A lot has happened since our investigation in May showed that Medicare wasn’t watching out for dangerous or fraudulent prescribing by doctors and others in its popular prescription drug program. In the past two weeks:
- The inspector general of the U.S. Department of Health and Human Services issued two critical reports about the drug program, one on high-prescribing doctors and the other on illegitimate prescriptions.
- A U.S. Senate committee held a hearing on prescribing abuses in the program, known as Part D. During the hearing, a top Medicare official promised a host of reforms to improve oversight of the program, which cost taxpayers $62 billion last year.
- A key U.S. senator wrote letters to all 50 states asking whether their Medicaid programs for the poor were alerting Medicare when they kicked doctors out.
- ProPublica published a story showing how top Medicare prescribers of highly promoted drugs received speaking fees from the companies that made them.
The inspector general has found fault with Part D’s oversight almost since its inception. Below are summaries of its most recent reports, as well as significant earlier ones.
Illegitimate prescriptions
Last Monday, the inspector general reported that Medicare paid for 417,000 prescriptions purportedly written by massage therapists, athletic trainers, interpreters and others who aren’t allowed to prescribe drugs. While just a small fraction of total drug spending in the program, it raises questions about how closely Medicare officials are tracking the validity of prescriptions or questioning those that appear suspicious.
High-prescribing doctors
On June 20, the inspector general cited more than 700 general-care physicians who wrote prescriptions for elderly and disabled patients in highly questionable and potentially harmful ways. They were very extreme outliers in one of several areas: prescriptions per patient, brand name drugs, painkillers and other addictive drugs or the number of pharmacies that dispensed their orders.
Scant Analysis
In January, the inspector general found that Medicare’s fraud integrity contractor did little to proactively analyze prescribing data for indications of fraud and abuse. Between April 2010 and March 2011, the contractor only referred 19 cases to law enforcement based on its proactive analysis of Part D data.

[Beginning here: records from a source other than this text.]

PR #65, opened 2025-10-19
for review

MythodeaLoL:
fix for error loop? 

fix for `http: superfluous response.WriteHeader call from /internal/webdav.NewHandler.func2 (adapter.go:137)`


MythodeaLoL:
error sending

PR #98, opened 2025-11-17
Fix: Remove recursive parameter from vfs/forget call and enhance vfs/…

drondeseries:
…refresh logic


javi11:
Hey @drondeseries what are you try to solve by calling forget first and then refres?

PR #103, opened 2025-11-26
fix(par2): prevent panic and queue stuck from corrupted PAR2 files

sureshfizzy:
Fix "makeslice: len out of range" panic that caused queue items to get stuck and the application to crash when processing corrupted PAR2 files with invalid packet lengths.

Add validation checks before slice allocation to prevent crashes:
 - Validate packet sizes (max 1GB) and filename lengths (max 64KB)
 - Return errors for corrupted files instead of panicking

This prevents the application from crashing and allows queue processing to continue normally.


javi11 (approved):

javi11:
@sureshfizzy can you fix the error on internal/usenet/validation.go:8:2: "time" imported and not used

PR #109, opened 2025-12-04
fix(par2): prevent panic and queue stuck from corrupted PAR2 files

sureshfizzy:
Fix "makeslice: len out of range" panic that caused queue items to get stuck and the application to crash when processing corrupted PAR2 files with invalid packet lengths.

Add validation checks before slice allocation to prevent crashes:
 - Validate packet sizes (max 1GB) and filename lengths (max 64KB)
 - Return errors for corrupted files instead of panicking

This prevents the application from crashing and allows queue processing to continue normally.

### DIFF
--- a/internal/api/health_handlers.go
+++ b/internal/api/health_handlers.go
@@ -11,6 +11,7 @@ import (
 	"time"
 
 	"github.com/gofiber/fiber/v2"
+	"github.com/javi11/altmount/internal/config"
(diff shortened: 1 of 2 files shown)


sureshfizzy:
@javi11 I think we are good now, but I see some other issue on workflow

MythodeaLoL:
main branch have some build/test error too, on ARM build.

PR #111, opened 2025-12-05
Alpha5

drondeseries:


MythodeaLoL:
Hi @drondeseries, could you talk a little about the proposed changes, as is done in other pull requests? This way we can better understand the key points that have been improved, removed, and new implementations.

altmount
MythodeaLoL: You can leave this file out of the pull request.

MythodeaLoL (changes requested):

Issue #115, opened 2025-12-06
New Setup - Authentication issue


rottstein:
Just installed and got setup with admin account but every page has "Something went wrong   Authentication required"

No clue how to move forward here, cant configure or anything.

![Image](https://github.com/user-attachments/assets/58091c14-95a7-4fb7-85de-14be132cbfc2)

MythodeaLoL:
Follow https://javi11.github.io/altmount/

rottstein:
Did that.  Think I got as far as I did by just winging it?

kingciko:
İ have the same problem. İ did that what's writen in the documentation. Last week I try it and it work and today I want to make the settings on my server it don't work

MythodeaLoL:
here too, incredibly everything was normal until a few minutes ago, I recreated the configuration and the same problem occurred as with you. 😮

old builds have same problem, we now know that it's something related to the previous JWT authentication codes.
I informed Javi about this.

MythodeaLoL:
Fixed.

PR #116, opened 2025-12-06
fix(auth): Add JWT cookie configuration options

MythodeaLoL:
try to fix, untested #115


MythodeaLoL:
problem continue
image

PR #120, opened 2025-12-09
Fix docs for Windows rclone commands

hansmok:
Updated the docs to reflect some of the things I needed to do in order to get this working on a Windows setup; I assume that the paths and commands were probably changed and but not reflected in the docs.

### DIFF
--- a/docs/docs/1. intro.md
+++ b/docs/docs/1. intro.md
@@ -166,19 +166,19 @@ AltMount includes a built-in rclone mount feature for the WebDAV interface:
 >
 > # Then create the config:
 > rclone config create altmount webdav `
->   url http://localhost:8080 `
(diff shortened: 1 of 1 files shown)


MythodeaLoL:
and what about the documentation for Linux? because Alt is designed more for Linux than for Windows.

hansmok:
AltMount in the container feels pretty platform agnostic to me; I don't know that I agree with the sentiment that it's "designed" for a specific platform. But to answer the question I don't have a Linux host for personal use so I wouldn't know what to update since I haven't gone through the process; the only thing that I ran into would be /mnt/altmount not being created properly since the image didn't run with high enough level perms to create the file in the root.

javi11:
This will works for linux too

PR #122, opened 2025-12-09
feat(migration): add a tool to migrate nzbdav to altmount

drondeseries:
feat(migration): add a tool to migrate nzbdav to altmount
fix(path): fix meta creation for one file only, now a folder is not created if the name matches
fix(import): fail if there is no files processed
feat(import): allow extension with . to be specified in allowed filter

### DIFF
--- a/internal/nzbdav/parser.go
+++ b/internal/nzbdav/parser.go
@@ -115,33 +115,33 @@ func (p *Parser) deriveRelPath(path, category string) string {
 	path = strings.Trim(path, "/")
 
 	// 2. Identify and remove category prefix
-	// Simple heuristic: check if path starts with known category roots
-	// We use the derived category to guess the prefix
+	// We want to find the category folder in the path and return everything after it
+	// e.g. /content/tv/Show/Season 1 -> Show/Season 1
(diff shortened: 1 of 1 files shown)


internal/metadata/service.go
```diff
@@ -60,9 +60,25 @@ func (ms *MetadataService) WriteFileMetadata(virtualPath string, metadata *metap
 		return fmt.Errorf("failed to marshal metadata: %w", err)
 	}
 
-	// Write to file
-	if err := os.WriteFile(metadataPath, data, 0644); err != nil {
-		return fmt.Errorf("failed to write metadata file: %w", err)
+	// Create a temporary file in the same directory to ensure atomic rename
+	tempFile, err := os.CreateTemp(metadataDir, truncatedFilename+".*.tmp")
```
javi11: Why this part?

drondeseries: this code ensures that metadata files are
  written reliably. If the system crashes or the write operation is   interrupted, the metadata file won't be corrupted or left in an     incomplete state. This is especially important for altmount to      correctly track files, their health, and their associated NZBs.

PR #126, opened 2025-12-11
feat: add speed test

drondeseries:
- **feat: refactor nzbdav import to be asynchronous with progress tracking**
- **feat: add top speed metrics and test file download with max connections**


internal/importer/service.go
```diff
@@ -623,7 +816,17 @@ func (s *Service) processNzbItem(ctx context.Context, item *database.ImportQueue
 		basePath = filepath.Join(basePath, *item.Category)
 	}
 
-	return s.processor.ProcessNzbFile(ctx, item.NzbPath, basePath, int(item.ID))
+	// Determine if max connections override is needed
+	var maxConnectionsOverride *int
```
javi11: Why do you want to override the connections here? This can be dangerous and a potentialy cpu and memory leak

PR #55, opened 2015-01-25
Remove nette/reflection

dg:


JanTvrdik:
Good job! Another thing I can cross off my todolist.

dg:
I think revert actually fixes this bug, see original commit https://github.com/nette/nette/commit/35bb0ce4beaa9ba9f71e28ff3a09d8c236aafce6

dg:
I changed this PR, PresenterComponentReflection still extends `Nette\Reflection\ClassType` to maintain BC.

JanTvrdik:
@dg `PresenterComponentReflection` is `@internal` class, what exactly would be broken?

dg:
I think that nothing, but just for sure I'll do this change in 2.4-dev.

JanTvrdik:
That seems like a strange reason to keep the dependency. How is the situation here different from nette/di where you have removed the dependency?

enumag:
@JanTvrdik The difference is `PresenterComponent::getReflection()`. Even now `Object::getReflection()` still returns `Nette\Reflection\ClassType` which would break for PresenterComponent.

PR #57, opened 2015-01-29
MicroPresenter - error during display text

f3l1x:
This example: 

```php
$router[] = new Route('<path .*>', function ($presenter, $path) {
    return '{=time()}';
});
```

Triggers 2 errors.

* Fatal error
* Logical error

See more in commit message.


JanTvrdik:
Few points:

* missing unit test
* variable names should not start with underscore. Something like `$templateSource` and `$templateParams` could be used.

src/Application/MicroPresenter.php
```diff
@@ -93,11 +94,13 @@ public function run(Application\Request $request)
...
-			if ($response[0] instanceof \SplFileInfo) {
-				$response->setFile($response[0]);
+			list($_content, $_parameters) = $response;
+			$response = $this->createTemplate()->setParameters($_parameters);
+			if ($_content instanceof \SplFileInfo) {
+				$response->setFile($_content);
 			} else {
-				$response->setSource($response[0]);
+				$response->getLatte()->setLoader(new Latte\Loaders\StringLoader);
+				$response->setFile($_content);
```
JanTvrdik: This could be simplified:

~~~php
if (is_string($_content)) {
    $response->getLatte()->setLoader(new Latte\Loaders\StringLoader);
}
$response->setFile($_content);
~~~

dg:
And try to write better commit message please.

f3l1x:
I changed commit message and added test cases. Hope, it is better now.

enumag:
@f3l1x Newlines are missing at the end of new files.

f3l1x:
What about now?

dg:
Thank you, merged

f3l1x:
Thanks. :+1:

PR #59, opened 2015-02-01
Fixed routing debugger

enumag:
It's better for the future to not rely on the application alias. Also it's better to use `ContainerBuilder::getByType()` to find the service because the name of ApplicationExtension can vary as well. Of course `ContainerBuilder::getByType()` doesn't work in loadConfiguration, hence I moved the code to beforeCompile.


dg:
Please write consistent commit message…

dg:
Thx!

PR #60, opened 2015-02-02
Fixed RoutingExtension

enumag:
This is my mistake of course. I'm not used to using the validateConfig method yet so I just copied it without looking what it actually does.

Questionable Pharmacy Billing
In May 2012, the inspector general identified more than 2,600 pharmacies with questionable billing practices. “Little information is currently available about Part D billing,” the report said. “There are no data about how pharmacies typically bill Part D, or about questionable billing. Identifying these data is an important first step in detecting potential fraud, waste, and abuse.”
Banned Prescribers
In December 2011, the inspector general identified $15.1 million in drugs paid by Medicare Part D from 2006 to 2008 that apparently had been prescribed by health professionals banned from the Medicare program. The report cited “inadequate internal controls” at the Centers for Medicare and Medicaid Services (CMS).
Inappropriate Drugs
In May 2011, the inspector general found that Medicare Part D had paid for antipsychotic prescriptions for elderly nursing home residents for uses not approved by the U.S. Food and Drug Administration. The drugs specifically carry a warning that they can increase the risk of death in patients with dementia. The inspector general recommended that Medicare require prescriptions to carry a diagnosis code to help flag drugs given for inappropriate reasons, but Medicare said no.
Invalid Prescribers
In June 2010, the inspector general found that $1.2 billion in drugs paid by Medicare in 2007 lacked valid identification for those who prescribed the drugs. “Without valid and accurate prescriber identifiers, CMS and its contractors have difficulty performing oversight functions, such as verifying the prescriber's licensing information, determining whether the prescriber has been the subject of disciplinary actions for inappropriate activities, or tracking potential overprescribing issues,” an inspector general official told Congress.